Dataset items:
PR #5735, opened 2026-03-25
Explicitly allow missing `type` field in BuiltInNode type definition

nvie:
This improves the DX in cases like this:

```ts
const initialNodes: BuiltInNode[] = [
//                  ~~~~~~~~~~~~~
//                   TS error here currently, because these nodes
//                   don't explicitly set `type: "default"`
  { id: "1", position: { x: 0, y: 0 }, data: { label: "Node 1" } },
  { id: "2", position: { x: 100, y: 100 }, data: { label: "Node 2" } },
];
```


moklick:
awesome!

PR #5750, opened 2026-04-12
Keep handle interactive when `isConnectableEnd` is false

devkcud:
## Summary

- Fix handle with `isConnectableEnd={false}` becoming permanently unusable after a connection starts and ends on the same handle
- Add missing `isConnectableStart` guard in Svelte Handle's `onpointerdown` for React parity

## Problem

When a handle has `isConnectableEnd={false}` and a user drags a connection that starts and ends on that same handle:

1. The drag cancels, then `click` fires on the same element
2. `clickConnectStartHandle` gets set to this handle
3. The `connectionindicator` class ternary switches to evaluate `isConnectableEnd` (which is `false`)
4. Handle loses `pointer-events: all` from CSS and becomes permanently unclickable
5. `clickConnectStartHandle` can only be cleared via click on a handle, but this handle is now dead

## Fix

The `connectionindicator` class now stays `true` for the click-connect source handle, so it retains `pointer-events: all` even when `isConnectableEnd={false}`.

**Svelte:** Added `isClickConnectSource` derived value used in `connectionindicator` expression.
**React:** Reused existing `clickConnecting` selector in `connectionindicator` expression (same bug existed).

Also added `isConnectableStart` check in Svelte's `onpointerdown` since React already had this guard.

### DIFF
--- a/examples/svelte/src/components/Header/Header.svelte
+++ b/examples/svelte/src/components/Header/Header.svelte
@@ -21,6 +21,7 @@
 		'node-toolbar',
 		'node-resizer',
 		'overview',
+		'self-attach',
 		'stress',
 		'subflows',
 		'two-way-viewport',
--- a/examples/svelte/src/routes/examples/self-attach/+page.svelte
+++ b/examples/svelte/src/routes/examples/self-attach/+page.svelte
@@ -1,0 +1,37 @@
+<script lang="ts">
+	import {
+		SvelteFlow,
+		Controls,
+		Background,
+		BackgroundVariant,
+		MiniMap,
+		type Node,
+		type NodeTypes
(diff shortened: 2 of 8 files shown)


moklick:
Thanks for the PR! There seems to be a bug around `isConnectableEnd` but it's still a bit buggy with this solution. When I start and end on the same handle and then try to connect from another handle it shows the crosshair cursor even if it's not possible to create a connection.

devkcud:
hey @moklick! sorry for the late reply

i'm still taking a look at these errors btw. i found another bug related to double clicking `isConnectableEnd` as soon as you let go of the connection, which can make it unusable as well (but i can't quite figure it out how to make it reproducible lol)

working on a small fix so the pr doesn't get huge

PR #1088, opened 2026-06-10
Rewrite GUI as aiohttp web server on port 5001

Mates1499:
Replaces the tkinter desktop GUI with a full web interface that runs as an HTTP server (port 5001), making it suitable for headless Raspberry Pi deployment. All original features are preserved:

WHAT NEEDS TO BE DONE: Only the lines that contain the string "position" should be copied from the entries above.

RESULT OF THIS EXERCISE:
  { id: "1", position: { x: 0, y: 0 }, data: { label: "Node 1" } },
  { id: "2", position: { x: 100, y: 100 }, data: { label: "Node 2" } },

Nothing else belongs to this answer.